Which sequence is geometric? -2,4,-6,-10           1,1,2,3,5,8.       12,7,2,-3,-8.      -27,-9,-3,-1,-1/3

A **geometric sequence** is a sequence of numbers where each term after the first is found by multiplying the previous term by a constant called the **common ratio**. Let's check each sequence:

1. **Sequence**: -2, 4, -6, -10  
   To find the common ratio, divide each term by the previous term:
   - \( \frac{4}{-2} = -2 \)
   - \( \frac{-6}{4} = -\frac{3}{2} \)
   - \( \frac{-10}{-6} = \frac{5}{3} \)
   
   The ratio between terms is not constant, so this is **not a geometric sequence**.

2. **Sequence**: 1, 1, 2, 3, 5, 8  
   - \( \frac{1}{1} = 1 \)
   - \( \frac{2}{1} = 2 \)
   - \( \frac{3}{2} \neq 2 \)
   
   Since the ratio is not constant, this is **not a geometric sequence**.

3. **Sequence**: 12, 7, 2, -3, -8  
   - \( \frac{7}{12} \neq \frac{2}{7} \)
   
   This sequence also does not have a constant ratio, so it is **not geometric**.

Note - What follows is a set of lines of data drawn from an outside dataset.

PR #2008, opened 2021-06-29
fix: save and load profile column group rules in code config

pedroslopez:
This PR addresses three issues:
1. An error occurred when trying to add a group rule when no properties had been created. This was due to trying to use the first property as the initial property set on the rule being created. This changes the behavior to also include profile columns, so if there are no properties, the first profile column will be used instead.
2. Group rules that used profile columns (topLevel) could not be saved by config UI .
3. Group rules that used profile columns (topLevel) could not be loaded through code config.

### DIFF
--- a/core/src/classes/codeConfig.ts
+++ b/core/src/classes/codeConfig.ts
@@ -1,9 +1,11 @@
 import { log } from "actionhero";
 import { PropertyFiltersWithKey } from "../models/Property";
-import { GroupRuleWithKey, TopLevelGroupRules } from "../models/Group";
+import { GroupRuleWithKey } from "../models/Group";
 import { topologicalSort, Graph } from "../modules/topologicalSort";
 import { DestinationSyncMode } from "../models/Destination";
 import { MustacheUtils } from "../modules/mustacheUtils";
+import { TopLevelGroupRules } from "../modules/topLevelGroupRules";
+
 export interface IdsByClass {
   app?: string[];
   source?: string[];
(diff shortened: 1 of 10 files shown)


core/src/classes/codeConfig.ts
```diff
@@ -330,7 +332,14 @@ export async function getParentIds(
       const recordKeys = Object.keys(record);
       for (const j in recordKeys) {
         if (recordKeys[j].match(/.+Id$/)) {
-          prerequisiteIds.push(`property:${record[recordKeys[j]]}`);
+          const value = record[recordKeys[j]];
+
+          // special case: topLevel properties
+          if (TopLevelGroupRules.map((r) => r.key).includes(value)) {
+            continue;
+          }
```
evantahler, line 340: Ah ha!

core/src/models/Group.ts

4. **Sequence**: -27, -9, -3, -1, -1/3  
   - \( \frac{-9}{-27} = \frac{1}{3} \)
   - \( \frac{-3}{-9} = \frac{1}{3} \)
   - \( \frac{-1}{-3} = \frac{1}{3} \)
   - \( \frac{-\frac{1}{3}}{-1} = \frac{1}{3} \)
   
   The ratio is constant (\( \frac{1}{3} \)) throughout, so this is a **geometric sequence**.

### Conclusion:
The geometric sequence is **-27, -9, -3, -1, -1/3**.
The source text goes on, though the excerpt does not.